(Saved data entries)
Issue #682, opened 2026-08-25
ui: Bulk Import dialog keeps typed values after cancel/close, and New Submission toggle shows a default browser focus ring


smunini:
## Summary

Two defects on `/ui/bulk-import`. Closing the "New Submission" dialog leaves everything the user typed in the form, so reopening it shows stale input. And the "New Submission" toggle keeps a browser-default blue focus ring after it is clicked, because `.btn` has no focus style of its own.

## Current behavior

**Stale form state.** Go to `/ui/bulk-import`, press "New Submission", type something into "Submission Name", then dismiss the dialog with the `×`, with Cancel, with Esc, or by clicking outside. Press "New Submission" again — the typed name is still there, along with every other field the user touched.

`addbox.js` closes the dialog by removing the `open` attribute (`crates/ui/assets/addbox.js:11-13`) and nothing calls `form.reset()`. The `<details>` element keeps its subtree in the DOM, so the input values survive. There is no page script for this form at all — `/ui/bulk-import` loads only the layout's shared scripts (`crates/ui/templates/layouts/base.html:12-17`).

The same holds for the "Add Manifest" dialog on `/ui/bulk-import/{id}` (`crates/ui/templates/pages/bulk-import-detail.html:14-50`) and for the Add Tenant panel on `/ui/tenants`. `tenants.js:16-25` resets its form on a *successful create* only; cancelling or closing leaves the input in place.

**Blue focus ring.** The dialog toggle is `<summary class="btn btn--primary">` (`crates/ui/templates/pages/bulk-import.html:13-16`). `app.css` defines `.btn`, `.btn:hover`, and `.btn:disabled` (`crates/ui/assets/app.css:1616-1654`) but no `.btn:focus-visible` or `summary:focus` rule, so the focusable `<summary>` falls back to the user agent's default focus ring — the blue box. It appears after the toggle is clicked and stays after the dialog is dismissed, since focus remains on the summary.

Only four `:focus-visible` rules exist in the whole stylesheet (`.brand`, `.stat--link`, `.addbox__x`, and one more), so this is the general state of focus styling rather than a one-off.

## Expected behavior

- Dismissing the dialog by any route — `×`, Cancel, Esc, click outside — clears the form. Reopening it starts blank.
- A submission that *fails* keeps the user's input, so they can correct and retry (this is the rule `tenants.js` already documents for its error path).
- The toggle shows the app's own focus indicator, matching the other focusable controls, not the UA default ring.

## Evidence

[...]

PR #736, opened 2026-08-27
fix(ui): Batch/Transaction round 3 — single footer, error placement, focus, header count, tab icons

### LINKED ISSUE #726: ui: Batch/Transaction preflight shows a white focus-ring border around its outer edge on the first file drop
## Summary

Dropping a JSON bundle onto the Batch/Transaction upload zone for the first time paints a white border around the outer edge of the preflight stage. It is a browser focus ring on an unstyled `tabindex="-1"` container, not an intentional border.

## Current behavior

1. Open `/ui/batch` in a fresh page load. Do not click anything.
2. Drag a batch or transaction Bundle JSON file onto the drop zone and release.
3. The preflight stage appears with a thin white outline tracing its entire outer edge.

The outline does not appear on subsequent runs in the same page session (Cancel or Done, then drop a second file), nor when the file is chosen by clicking the drop zone and using the file picker.

## Expected behavior

The preflight stage appears with no stray outline. Focus still lands on the revealed stage for screen-reader and keyboard users — that behavior is deliberate and must be preserved — but a pointer-driven drop should not paint a visible ring.

## Evidence

The revealed stage is focused programmatically:

```js
// crates/ui/assets/batch.js:190-198
/* The drop zone was hidden with its stage, stranding focus. ... */
var active = document.activeElement;
if (active === document.body || stages.upload.contains(active)) {
  stages.preflight.focus();
}
```

The focus target is a full-width section carrying `tabindex="-1"`:

```html
<!-- crates/ui/templates/pages/batch.html:52 -->
<section id="batch-preflight" tabindex="-1" hidden>
```

- `#batch-preflight` is the only `tabindex="-1"` element in `crates/ui/templates/`, and nothing in `crates/ui/assets/app.css` styles its focus state — so it falls through to the browser's default focus ring, which traces the whole section. The white half of Chrome's two-tone default ring is what reads as the "white border".
- The `.batch-drop` rules at `crates/ui/assets/app.css:4632-4655` are not involved: that element's border is `1.5px dashed var(--divider)`, and `.batch-drop--over` is removed on `drop` (`batch.js:120-122`).
- Introduced by `3d5227100` — "feat(ui): shared busy indicator, applied to Batch/Transaction (#679)".

The "first time only" part is consistent with focus-ring heuristics: on a fresh load the user has not clicked, so `document.activeElement === document.body` and the browser has no recent pointer interaction to suppress the ring against. After a Cancel or Done click, the subsequent programmatic focus is not treated as focus-visible. Worth confirming during the fix rather than assuming.

## Suggested approach

Give `#batch-preflight` (and `#batch-response`, if it ever becomes a focus target) an explicit focus style rather than leaving it to the UA. Two options:

- `#batch-preflight:focus { outline: none; }` — simplest, and defensible for a container that is only ever focused programmatically as a scroll/announce target, never keyboard-reachable via Tab.
- Or style `:focus-visible` to match the rest of the UI (`2px solid var(--accent)`, `outline-offset: 2px`, as `.btn:focus-visible` does at `app.css:1765-1766`) and rely on the browser to suppress it for pointer-driven focus.

Prefer whichever keeps the outline invisible for the drop path while leaving keyboard navigation unchanged. Verify in both light and dark themes — the ring's visibility differs between them.

## Scope / out of scope

Out of scope: the focus-management logic itself. Landing focus on the revealed stage is correct (#679) and should not be removed to make the outline go away.

### LINKED ISSUE #727: ui: add the design's Actions and Bundle JSON tab icons to the Batch/Transaction preflight
## Summary

The `Actions` and `Bundle JSON` tabs on the Batch/Transaction preflight stage are text-only. The design shows a leading icon on each. Add them.

## Motivation

Icon-plus-label is the established treatment for headings and controls on this page — issue #674 added icons to the preflight and response card heads and replaced the row disclosure glyph with `icons/chevron-down.svg` — but the tab row inside the preflight card was left as bare text:

```html
<!-- crates/ui/templates/pages/batch.html:74-77 -->
<div class="batch-tabs" role="tablist">
  <button type="button" class="batch-tab" id="batch-tab-actions" role="tab" aria-selected="true">{{ i18n.t("batch-tab-actions") }}</button>
  <button type="button" class="batch-tab" id="batch-tab-json" role="tab" aria-selected="false">{{ i18n.t("batch-tab-json") }}</button>
</div>
```

Every other heading on the same screen carries one: `icons/export.svg` on the upload card (`batch.html:37`), `icons/layers.svg` on the plan card (`:72`), `icons/check.svg` on the response card (`:95`). The two tabs sitting directly under the icon-bearing plan heading are the only labels on the stage without one.

## Proposed behavior

Each tab renders a leading 16px icon followed by its existing label, matching the design.

Icon selection is the design call to make. The repo's existing set (`crates/ui/templates/icons/`) already holds plausible candidates — `sliders.svg` or `layers.svg` for `Actions`, `code.svg` for `Bundle JSON` — but if the design specifies glyphs that are not in the set, add the new SVGs to `crates/ui/templates/icons/` in the same 16×16 `viewBox="0 0 16 16"` / `fill="none"` / `currentColor` form as the existing files. No runtime CDN; icons are inlined via `{% include %}`.

Markup follows the card-head idiom:

```html
<button type="button" class="batch-tab" id="batch-tab-actions" role="tab" aria-selected="true">
  <span class="icon">{% include "icons/sliders.svg" %}</span> {{ i18n.t("batch-tab-actions") }}
</button>
```

`.batch-tab` (`crates/ui/assets/app.css:4702-4711`) currently has no `display: flex`, so it will need `display: inline-flex; align-items: center; gap: 8px;` — the same treatment `.card-head h3` uses at `app.css:3624-3632` — for the icon and label to sit on a shared baseline.

The icon inherits `currentColor`, so it should pick up the selected-state color change from `.batch-tab[aria-selected="true"]` (`app.css:4712-4716`) without extra rules. Worth confirming in both themes.

## Acceptance criteria

- [ ] Both tabs render a leading icon matching the design
- [ ] Icon and label are vertically centered and evenly gapped, consistent with `.card-head h3`
- [ ] Icon color tracks the selected/unselected tab states in both light and dark themes
- [ ] Any new SVGs added under `crates/ui/templates/icons/` follow the existing 16×16 / `currentColor` convention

### WHAT IS BEING ASKED
Write out exactly the lines between the start of the entries and the line containing "closes the dialog", including that line and the first one.

### WRITTEN ANSWER
Issue #682, opened 2026-08-25
ui: Bulk Import dialog keeps typed values after cancel/close, and New Submission toggle shows a default browser focus ring


smunini:
## Summary

Two defects on `/ui/bulk-import`. Closing the "New Submission" dialog leaves everything the user typed in the form, so reopening it shows stale input. And the "New Submission" toggle keeps a browser-default blue focus ring after it is clicked, because `.btn` has no focus style of its own.

## Current behavior

**Stale form state.** Go to `/ui/bulk-import`, press "New Submission", type something into "Submission Name", then dismiss the dialog with the `×`, with Cancel, with Esc, or by clicking outside. Press "New Submission" again — the typed name is still there, along with every other field the user touched.

`addbox.js` closes the dialog by removing the `open` attribute (`crates/ui/assets/addbox.js:11-13`) and nothing calls `form.reset()`. The `<details>` element keeps its subtree in the DOM, so the input values survive. There is no page script for this form at all — `/ui/bulk-import` loads only the layout's shared scripts (`crates/ui/templates/layouts/base.html:12-17`).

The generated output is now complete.